*** DATA LISTING ***
PR #1689, opened 2022-12-22
add missing stb_vorbis.c

likun123687:
add missing stb_vorbis.c

### DIFF
--- a/packages/s/stb/xmake.lua
+++ b/packages/s/stb/xmake.lua
@@ -16,6 +16,7 @@ package("stb")
 
     on_install(function (package)
         os.cp("*.h", package:installdir("include"))
+        os.cp("*.c", package:installdir("include"))
     end)
 
     on_test(function (package)


SirLynix:
stb_vorbis.c sounds like a mystery.

it says in https://github.com/nothings/stb/issues/282 that's it's not meant to be included but compiled and linked, but it's the only file which has stb_vorbis_* prototypes.

I don't know what's the best thing to do here, rename it stb_vorbis.h (as suggested in https://github.com/nothings/stb/issues/25)? Copy stb_vorbis.c in the include dirs (which is very counterintuitive)? Split it ourselves and make this a static library?

Copying stb_vorbis.c in the include dirs seems like the easiest and right thing to be done until this is fixed in the main repository, but that's really ugly.

navossoc:
@SirLynix

The best way I found to use this lib from vcpkg is:

> create 'stb_vorbis.h'
> #define STB_VORBIS_HEADER_ONLY
> #include "stb_vorbis.c"

This way I can use the latest package available on vcpkg and don't need to worry in copy, pasting, etc...
More info here: https://nothings.org/stb_vorbis/#:~:text=You%20can%20also%20avoid,%23include%20%22stb_vorbis.c%22

But yeah, it is pretty weird the behavior of this file if you look at the others files.

PR #1695, opened 2022-12-23
libsdl: Fix static compilation

SirLynix:
It was compiling shared and static at the same time causing issue when linking.


SirLynix:
It's just a matter of adding the missing syslinks and frameworks in static configuration, I will fix this in a couple of day (have to go for christmas)

PR #1698, opened 2022-12-25
Adding libcurl version 7.85, 7.86, 7.87

IanBullard:
Updating libcurl package to include versions 7.85, 7.86, 7.87.


waruqi:
you need modify libcurl/xmake.lua to trigger correct package test.

IanBullard:
@waruqi 

Apologies, this is my first difficult change to xmake-repo so I'm still trying to understand the system.  From what I see, libcurl added a call `BCryptGenRandom` to `rand.c`, and that's causing a linker error on non-windows MingW static builds.  I do not have a system configured to iterate on this problem, so I've been trying to debug via commits.  If I cannot fix it tonight, I'll install msys2 and iterate on the problem there.

If this is not correct, please let me know.  I don't really understand your comment.

packages/l/libcurl/xmake.lua
```diff
@@ -72,7 +72,7 @@ package("libcurl")
         table.insert(configs, (package:version():ge("7.80") and "-DCURL_USE_SCHANNEL=ON" or "-DCMAKE_USE_SCHANNEL=ON"))
         local version = package:version()
 
-        if is_plat("mingw") and (version:ge("7.85.0")) and not (package:config("shared")) then
+        if package:is_plat("mingw") and version:ge("7.85") then
             package:add("links", "Bcrypt")
```
waruqi, line 76: links -> syslinks

PR #1706, opened 2022-12-31
Add Blake 1.3.3

IanBullard:
Add blake 1.3.3

### DIFF
--- a/packages/b/blake3/xmake.lua
+++ b/packages/b/blake3/xmake.lua
@@ -30,6 +30,7 @@ package("blake3")
                         add_files("c/*x86-64_unix.S")
                     end
                 elseif is_arch("x86", "i386", "i686") then
+                    add_cxflags("-msse4.1")
                     add_files("c/blake3_portable.c")
                     add_files("c/blake3_sse2.c")
                     add_files("c/blake3_sse41.c")
--- a/packages/b/blake3/xmake.lua
+++ b/packages/b/blake3/xmake.lua
@@ -12,6 +12,7 @@ package("blake3")
         local configs = {}
         if (package:is_plat("msys2") and package:is_arch("i686")) then
             io.replace("blake3_avx2.c", "return _mm256_loadu_si256((const __m256i *)src);", "return _mm256_loadu_si256((const __m256i_u *)src);", {plain = true})
+            io.replace("blake3_sse41.c", "x, _mm_set_epi8(", "x, (__m128i)_mm_set_epi8(")
         end
 
         io.writefile("xmake.lua", [[
@@ -33,7 +34,7 @@ package("blake3")
                     else
                         add_files("c/*x86-64_unix.S")
                     end
-                elseif is_arch("x86", "i386", "i686") then
+                elseif is_arch("x86", "i386") then
                     add_files("c/blake3_portable.c")
                     add_files("c/blake3_sse2.c")
                     add_files("c/blake3_sse41.c")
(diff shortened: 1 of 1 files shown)


packages/b/blake3/xmake.lua
```diff
@@ -28,6 +29,12 @@ package("blake3")
                     else
                         add_files("c/*x86-64_unix.S")
                     end
+                elseif is_arch("x86") then
```
waruqi, line 32: `is_arch("x86", "i386")`

waruqi:
error: @programdir\modules\private\async\runjobs.lua:256: @programdir\modules\private\action\build\object.lua:91: @programdir\modules\core\tools\gcc.lua:709: D:/a/_temp/msys64/mingw32/lib/gcc/i686-w64-mingw32/12.2.0/include/avxintrin.h:927:1: error: inlining failed in call to 'always_inline' '_mm256_loadu_si256': target specific option mismatch
  927 | _mm256_loadu_si256 (__m256i_u const *__P)
      | ^~~~~~~~~~~~~~~~~~
c\blake3_avx2.c:8:10: note: called from here
    8 |   return _mm256_loadu_si256((const __m256i *)src);
      |          ^~~~~~~~~~~~~~~~~~~~~~~~~~~~~~~~~~~~~~~~
  > in c\blake3_avx2.c

maybe it does not support mingw/i386?

you can disable it `on_install("mingw|x86_64")`

packages/b/blake3/xmake.lua
```diff
@@ -28,6 +33,12 @@ package("blake3")
                     else
                         add_files("c/*x86-64_unix.S")
                     end
+                elseif is_arch("x86", "i386", "i686") then
```
waruqi, line 36: we need not i686, it is also i386 for mingw platform.

IanBullard: Right, I wasn't sure, I'll correct this with my next commit.

IanBullard:
I have to stop for tonight, even if the checks complete, please do not merge.

IanBullard:
@waruqi How do I disable MingW (Msys2) static/shared i686?  Those are the only two failed builds and it's become obvious they're not supported.

waruqi:
> @waruqi How do I disable MingW (Msys2) static/shared i686? Those are the only two failed builds and it's become obvious they're not supported.

> you can disable it on_install("mingw|x86_64")

packages/b/blake3/xmake.lua
```diff
@@ -8,11 +8,11 @@ package("blake3")
     add_versions("1.3.3", "27d2bc4ee5945ba75434859521042c949463ee7514ff17aaef328e23ef83fec0")
     add_versions("1.3.1", "112becf0983b5c83efff07f20b458f2dbcdbd768fd46502e7ddd831b83550109")
 
-    on_install("msys2|i686")
+    on_install("mingw|x86_64")
```
waruqi, line 11: no

```
    on_install("windows", "linux", "macosx", "bsd", "mingw|x86_64", "android", "iphoneos", "cross", function (package)
```

packages/b/blake3/xmake.lua
```diff
@@ -8,11 +8,11 @@ package("blake3")
...
 
     on_install(function (package)
```
waruqi, line 13: you need modify this

packages/b/blake3/xmake.lua
IanBullard: Thank you.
*** End of DATA LISTING ***
Each line must be given again exactly as written above.

PR #1689, opened 2022-12-22
add missing stb_vorbis.c

likun123687:
add missing stb_vorbis.c

### DIFF
--- a/packages/s/stb/xmake.lua
+++ b/packages/s/stb/xmake.lua
@@ -16,6 +16,7 @@ package("stb")
 
     on_install(function (package)
         os.cp("*.h", package:installdir("include"))
+        os.cp("*.c", package:installdir("include"))
     end)
 
     on_test(function (package)


SirLynix:
stb_vorbis.c sounds like a mystery.

it says in https://github.com/nothings/stb/issues/282 that's it's not meant to be included but compiled and linked, but it's the only file which has stb_vorbis_* prototypes.

I don't know what's the best thing to do here, rename it stb_vorbis.h (as suggested in https://github.com/nothings/stb/issues/25)? Copy stb_vorbis.c in the include dirs (which is very counterintuitive)? Split it ourselves and make this a static library?

Copying stb_vorbis.c in the include dirs seems like the easiest and right thing to be done until this is fixed in the main repository, but that's really ugly.

navossoc:
@SirLynix

The best way I found to use this lib from vcpkg is:

> create 'stb_vorbis.h'
> #define STB_VORBIS_HEADER_ONLY
> #include "stb_vorbis.c"

This way I can use the latest package available on vcpkg and don't need to worry in copy, pasting, etc...
More info here: https://nothings.org/stb_vorbis/#:~:text=You%20can%20also%20avoid,%23include%20%22stb_vorbis.c%22

But yeah, it is pretty weird the behavior of this file if you look at the others files.

PR #1695, opened 2022-12-23
libsdl: Fix static compilation

SirLynix:
It was compiling shared and static at the same time causing issue when linking.


SirLynix:
It's just a matter of adding the missing syslinks and frameworks in static configuration, I will fix this in a couple of day (have to go for christmas)

PR #1698, opened 2022-12-25
Adding libcurl version 7.85, 7.86, 7.87

IanBullard:
Updating libcurl package to include versions 7.85, 7.86, 7.87.


waruqi:
you need modify libcurl/xmake.lua to trigger correct package test.

IanBullard:
@waruqi 

Apologies, this is my first difficult change to xmake-repo so I'm still trying to understand the system.  From what I see, libcurl added a call `BCryptGenRandom` to `rand.c`, and that's causing a linker error on non-windows MingW static builds.  I do not have a system configured to iterate on this problem, so I've been trying to debug via commits.  If I cannot fix it tonight, I'll install msys2 and iterate on the problem there.

If this is not correct, please let me know.  I don't really understand your comment.

packages/l/libcurl/xmake.lua
```diff
@@ -72,7 +72,7 @@ package("libcurl")
         table.insert(configs, (package:version():ge("7.80") and "-DCURL_USE_SCHANNEL=ON" or "-DCMAKE_USE_SCHANNEL=ON"))
         local version = package:version()
 
-        if is_plat("mingw") and (version:ge("7.85.0")) and not (package:config("shared")) then
+        if package:is_plat("mingw") and version:ge("7.85") then
             package:add("links", "Bcrypt")
```
waruqi, line 76: links -> syslinks

PR #1706, opened 2022-12-31
Add Blake 1.3.3

IanBullard:
Add blake 1.3.3

### DIFF
--- a/packages/b/blake3/xmake.lua
+++ b/packages/b/blake3/xmake.lua
@@ -30,6 +30,7 @@ package("blake3")
                         add_files("c/*x86-64_unix.S")
                     end
                 elseif is_arch("x86", "i386", "i686") then
+                    add_cxflags("-msse4.1")
                     add_files("c/blake3_portable.c")
                     add_files("c/blake3_sse2.c")
                     add_files("c/blake3_sse41.c")
--- a/packages/b/blake3/xmake.lua
+++ b/packages/b/blake3/xmake.lua
@@ -12,6 +12,7 @@ package("blake3")
         local configs = {}
         if (package:is_plat("msys2") and package:is_arch("i686")) then
             io.replace("blake3_avx2.c", "return _mm256_loadu_si256((const __m256i *)src);", "return _mm256_loadu_si256((const __m256i_u *)src);", {plain = true})
+            io.replace("blake3_sse41.c", "x, _mm_set_epi8(", "x, (__m128i)_mm_set_epi8(")
         end
 
         io.writefile("xmake.lua", [[
@@ -33,7 +34,7 @@ package("blake3")
                     else
                         add_files("c/*x86-64_unix.S")
                     end
-                elseif is_arch("x86", "i386", "i686") then
+                elseif is_arch("x86", "i386") then
                     add_files("c/blake3_portable.c")
                     add_files("c/blake3_sse2.c")
                     add_files("c/blake3_sse41.c")
(diff shortened: 1 of 1 files shown)


packages/b/blake3/xmake.lua
```diff
@@ -28,6 +29,12 @@ package("blake3")
                     else
                         add_files("c/*x86-64_unix.S")
                     end
+                elseif is_arch("x86") then
```
waruqi, line 32: `is_arch("x86", "i386")`

waruqi:
error: @programdir\modules\private\async\runjobs.lua:256: @programdir\modules\private\action\build\object.lua:91: @programdir\modules\core\tools\gcc.lua:709: D:/a/_temp/msys64/mingw32/lib/gcc/i686-w64-mingw32/12.2.0/include/avxintrin.h:927:1: error: inlining failed in call to 'always_inline' '_mm256_loadu_si256': target specific option mismatch
  927 | _mm256_loadu_si256 (__m256i_u const *__P)
      | ^~~~~~~~~~~~~~~~~~
c\blake3_avx2.c:8:10: note: called from here
    8 |   return _mm256_loadu_si256((const __m256i *)src);
      |          ^~~~~~~~~~~~~~~~~~~~~~~~~~~~~~~~~~~~~~~~
  > in c\blake3_avx2.c

maybe it does not support mingw/i386?

you can disable it `on_install("mingw|x86_64")`

packages/b/blake3/xmake.lua
```diff
@@ -28,6 +33,12 @@ package("blake3")
                     else
                         add_files("c/*x86-64_unix.S")
                     end
+                elseif is_arch("x86", "i386", "i686") then
```
waruqi, line 36: we need not i686, it is also i386 for mingw platform.

IanBullard: Right, I wasn't sure, I'll correct this with my next commit.

IanBullard:
I have to stop for tonight, even if the checks complete, please do not merge.

IanBullard:
@waruqi How do I disable MingW (Msys2) static/shared i686?  Those are the only two failed builds and it's become obvious they're not supported.

waruqi:
> @waruqi How do I disable MingW (Msys2) static/shared i686? Those are the only two failed builds and it's become obvious they're not supported.

> you can disable it on_install("mingw|x86_64")

packages/b/blake3/xmake.lua
```diff
@@ -8,11 +8,11 @@ package("blake3")
     add_versions("1.3.3", "27d2bc4ee5945ba75434859521042c949463ee7514ff17aaef328e23ef83fec0")
     add_versions("1.3.1", "112becf0983b5c83efff07f20b458f2dbcdbd768fd46502e7ddd831b83550109")
 
-    on_install("msys2|i686")
+    on_install("mingw|x86_64")
```
waruqi, line 11: no

```
    on_install("windows", "linux", "macosx", "bsd", "mingw|x86_64", "android", "iphoneos", "cross", function (package)
```

packages/b/blake3/xmake.lua
```diff
@@ -8,11 +8,11 @@ package("blake3")
...
 
     on_install(function (package)
```
waruqi, line 13: you need modify this

packages/b/blake3/xmake.lua
IanBullard: Thank you.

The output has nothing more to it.